Quando l’“ambiente sicuro” viene frainteso
Non bisogna però cadere nell’errore opposto: un’interpretazione distorta di ambiente sicuro può essere altrettanto limitante.
Per me, “ambiente sicuro” non significa:
- Gentilezza vuota a tutti i costi.
- Giustificare tutti, sempre e comunque.
- Non parlare mai degli errori per evitare difficoltà.
- Comunicare solo in modo indiretto, magari con battute, per alleggerire la tensione.
Questi comportamenti, apparentemente gentili, finiscono per bloccare la crescita e l’innovazione tanto quanto un clima di paura: le persone rimangono impantanate, non più nel catrame della tensione, ma nel miele della compiacenza.
L’impatto sull’innovazione
Che effetto ha tutto questo sui processi innovativi? In ambienti dove manca la sicurezza psicologica e il feedback autentico, le persone hanno tre opzioni: si arrendono, si demotivano o portano le loro idee altrove, magari dove c’è terreno fertile per sperimentare, sbagliare e crescere.
Un caso emblematico arriva da Google con il progetto “Aristotle”: i team che avevano livelli elevati di sicurezza psicologica erano quelli più innovativi e capaci di gestire la complessità e cambiare direzione rapidamente. La possibilità di parlare apertamente di errori, dare e ricevere feedback e sentirsi parte di una cultura che valorizza il contributo individuale sono fattori chiave per creare innovazione reale.
Come conservare quindi la propria autenticità nel rispetto degli altri?

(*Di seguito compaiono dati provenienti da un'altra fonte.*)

Issue #24, opened 2019-06-18
Fix deployment target


fredpi:
To import the framework with iOS versions lower than iOS 13, we'll need a deployment target like the current one: iOS 10.

However, to enable the `SwiftUI.Image` initializer, we'll need the iOS 13 deployment target. Yet, with such a deployment target, it won't be possible to import SFSafeSymbols for projects with a deployment target lower than iOS 13. There's a [post on the Swift forums](https://forums.swift.org/t/weak-linking-of-frameworks-with-greater-deployment-targets/26017) about this issue.

We should probably temporarily remove the `SwiftUI.Image` initializer and document why. But let's first await clarifications from the Swift Forums...

PR #26, opened 2019-06-21
Fix availability for Image extension

ericlewis:
This also include OSX, tvOS, watchOS in available targets for the SwiftUI Image extension. Closer matches how Apple themselves gate SwiftUI.

### DIFF
--- a/Sources/SFSafeSymbols/ImageExtension.swift
+++ b/Sources/SFSafeSymbols/ImageExtension.swift
@@ -2,12 +2,11 @@
 
 import SwiftUI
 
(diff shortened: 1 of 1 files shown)


fredpi:
Thanks, @ericlewis! 👍 We will probably still need to adjust the `Package.swift` to add proper platform support. There are also some other questions regarding that (see #24), but I’ll take care of them soon. Meanwhile, this can already be merged.

fredpi:
@ericlewis I've done the remaining work, should work properly now 👍

PR #30, opened 2019-06-25
Remove support for macOS

unnamedd:
As soon the initializer `Image(systemName:)` doesn't have support to macOS yet, in my point of view, doesn't make sense to support the platform yet.

Checking SwiftUI headers, specifically for the init method mentioned above, macOS/OSX is currently unavailable, for this reason I'm creating this pull request.

Here the snippet of code extracted from SwiftUI headers:
```swift
@available(iOS 13.0, tvOS 13.0, watchOS 6.0, *)
@available(OSX, unavailable)
extension Image {

    @available(OSX, unavailable)
    public init(systemName: String)
}
```

### DIFF
--- a/Package.swift
+++ b/Package.swift
@@ -4,7 +4,7 @@ import PackageDescription
 
 let package = Package(
     name: "SFSafeSymbols",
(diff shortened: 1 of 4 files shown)


fredpi:
Thanks @unnamedd for noticing and fixing this! 👍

Cinque passi pratici per favorire l’innovazione nei team
- Autorizzare e supportare l’autonomia dei singoli nelle loro molteplici espressioni. Promuovere la trasparenza: condividere obiettivi e aspettative in modo chiaro e continuo. Dare feedback in grado di guidare le azioni future.

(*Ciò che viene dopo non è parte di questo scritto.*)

PR #34, opened 2019-09-18
SwiftUI is not available on older iOS versions.

jstarfruits:


fredpi:
@jstarfruits Thanks for the PR and sorry for not replying earlier – I'm short on time but will definitely have a look on Sunday!

fredpi:
@jstarfruits Thanks again for your PR 👍 – I released version `1.0.1` with your fix

PR #36, opened 2019-12-03
Add CURRENT_PROJECT_VERSION

yonaskolb:
Hi, thanks for the project!

We're using this via Carthage and are running into an issue on submission to the app store as it comes back with the error:
```
SFSafeSymbols.framework is invalid. The Info.plist file is missing the required key: CFBundleVersion
```
The xcodeproj in this repo is generated via SwiftPM. SwiftPM currently has a bug in that it doesn't add a `CURRENT_PROJECT_VERSION` to the project https://bugs.swift.org/browse/SR-4265

This PR adds that `CURRENT_PROJECT_VERSION` by adding an `.xcconfig` file and re-generating with
```
swift package generate-xcodeproj --xcconfig-overrides Package.xcconfig
```

I could have just added the `CURRENT_PROJECT_VERSION` directly to the project, but I figured you might want to regenerate it later. Hence all the diffs as SwiftPM's generated project UUID's are not deterministic.


fredpi:
Thanks for the PR! 👍

fredpi:
@yonaskolb I have released [1.0.2](https://github.com/piknotech/SFSafeSymbols/releases/tag/1.0.2) with your fix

- Apprezzare e collaborare con chi, indipendentemente dalla sua seniority nell’organizzazione, ha maggiori capacità, senza svalutarle o ricondurle ai propri saperi. Sostenere la diversità di pensiero: ascoltare, impegnarsi a comprendere e poi valorizzare punti di vista diversi.
- Dare spazio alla sperimentazione e normalizzare l’errore costruttivo: vuol dire evidenziarlo, chiarire che si tratta di un errore e, solo dopo, trasformarlo in occasione di apprendimento.

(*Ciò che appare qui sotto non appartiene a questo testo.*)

PR #39, opened 2019-12-30
Add support for UIApplicationShortcutIcon

sebj:
Hi, thanks for SFSafeSymbols!

I've noticed that it's possible to use SF Symbols for dynamic home screen quick action icons (passing them as Strings to `UIApplicationShortcutIcon`, similar to `UIImage` etc), so thought it'd be useful for SFSafeSymbols to have an initialiser extension for `UIApplicationShortcutIcon`.

Cloned the project with Xcode 11.3 and added the initialiser & a unit test.

For some reason, Xcode silently reformatted `project.pbxproj` with different formatting when I opened the project. This doesn’t seem to have caused any issues, but I'm open to any suggestions if this is undesired.

— Seb

### DIFF
--- a/Sources/SFSafeSymbols/Initializers/UIApplicationShortcutIconExtension.swift
+++ b/Sources/SFSafeSymbols/Initializers/UIApplicationShortcutIconExtension.swift
@@ -1,0 +1,16 @@
+#if canImport(UIKit) && (os(iOS) || targetEnvironment(macCatalyst))
+
+import UIKit
+
+@available(iOS 13.0, *)
+public extension UIApplicationShortcutIcon {
+
+    /// Create an icon using a system symbol image of the given type.
+    ///
+    /// - Parameter systemSymbol: The `SFSymbol` describing this image.
+    convenience init(systemSymbol: SFSymbol) {
+        self.init(systemImageName: systemSymbol.rawValue)
+    }
+}
+
+#endif
--- a/Tests/SFSafeSymbolsTests/UIApplicationShortcutIconExtensionTests.swift
+++ b/Tests/SFSafeSymbolsTests/UIApplicationShortcutIconExtensionTests.swift
@@ -1,0 +1,21 @@
+@testable import SFSafeSymbols
+
+#if os(iOS) || targetEnvironment(macCatalyst)
+
+import XCTest
+
+final class UIApplicationShortcutIconExtensionTests: XCTestCase {
+    func testSimpleInit() {
+        if #available(iOS 13.0, *) {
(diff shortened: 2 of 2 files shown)


SFSafeSymbols.xcodeproj/project.pbxproj
```diff
@@ -1,680 +1,553 @@
 // !$*UTF8*$!
```
fredpi: For me, Xcode doesn't do this – can you try to reset the changes to the project file and commit it (and then comment whether the project file still changes for you when opening Xcode?)

Sources/SFSafeSymbols/Initializers/UIApplicationShortcutIconExtension.swift
```diff
@@ -0,0 +1,19 @@
+#if canImport(UIKit) && !os(watchOS)
+
+import UIKit
+
+@available(iOS 13.0, macOS 10.15, tvOS 13.0, watchOS 6.0, *)
```
fredpi: `@available(iOS 13.0, *)` should also work I guess

fredpi (changes requested):
Thanks for the PR 🚀👍 I just proposed two little things, would you mind having a look there?

SFSafeSymbols.xcodeproj/project.pbxproj
sebj: I'm pretty puzzled by Xcode's changes.. If I reset the project file and open the project, no changes are made, but the 2 new files are obviously missing. As soon as they're added to the project, the project file is reformatted in the same way as before, giving a huge diff. Using 11.3 (11C29)

fredpi: I just tried adding a new file to the project and also saw that reformatting – maybe the current project file style is "wrong"

I think it's fine then and I can merge this PR. Thanks again! 👍

sebj:
@fredpi Sorry – project should probably either be regenerated using SPM, or otherwise those two files added back through Xcode, as I reverted all of my `project.pbxproj` changes in the last commit 😬

fredpi:
@sebj Oh – no worries, I've fixed that in [this](https://github.com/piknotech/SFSafeSymbols/commit/fb1e7c23abe128be3f606f0700ad8ed6f99017a3) commit. Also, I have released a [new version](https://github.com/piknotech/SFSafeSymbols/releases/tag/1.1.1) with your changes.

sebj:
@fredpi Phew, thanks! Brilliant :)

PR #3, opened 2020-04-18
Matsim parsers

fredshone:
This implements matsim format (.xml and .xml.gz) read and write functions (in parse and write modules respectivelly) to and from the core Population class. Modified plans can now be used by MATSim transport simulations and vice versa.

Implementing MATSim format activity plans has required a few changes to core. One of these is a **breaking change for existing notebooks/hacking around**:

The breaking change is for any notebooks using indexing of populations or households:
eg:
```
household = population[0]
person = household[0]
```
All indexes are forced to string, so that the above would actually be:
```
household = population['0']
person = household['0']
```
I will add a sensible UserWarning to this effect. I had to do it to maintain a schema of sorts. Blame MATSim.

More generally there is support now for setting locations with coordinates (Point) or link ids (str) (thanks a bunch MATSim) and times are stores as datetime objects, but for convenience the date is allways the 1st january 1900 (🚂 ). 

Also includes a dodgy implementation of `write.write_travel_diaries()` that definately needs work...


pam/parse.py
```diff
@@ -1,146 +1,249 @@
...
+					activities.append(destination_activity)
+
+			household.add(person)
+
+		population.add(household)
+
+	return population
+
+
+def read_matsim(
```
KasiaKoz, line 110: Does https://github.com/arup-group/pam#dev need updating following the merge of this PR?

- Il gruppo è una risorsa, la retorica del gruppo una iattura: meglio una squadra plurale che un conformismo di facciata, l’innovazione avviene “sui bordi”, spesso nel confronto, mai nella compiacenza. Riconoscere e celebrare i successi individuali evidenziando i diversi apporti e come questi, insieme, hanno contribuito al risultato complessivo in modo da rafforzare il senso di unicità e di appartenenza allo stesso tempo. Celebrare i successi individuali perchè sono la linfa dell’autorealizzazione.
- Supportare occasioni di crescita e apprendimento basate su identità e curiosità personali, guidate dalla motivazione di apprendimento del singolo. Investire nella crescita e curiosità.
In un’organizzazione, creare “human-centered innovation” non significa evitare la tensione, ma generare senso, dialogo e opportunità di crescita. Solo così la psychological safety diventa il vero catalizzatore di evoluzione condivisa.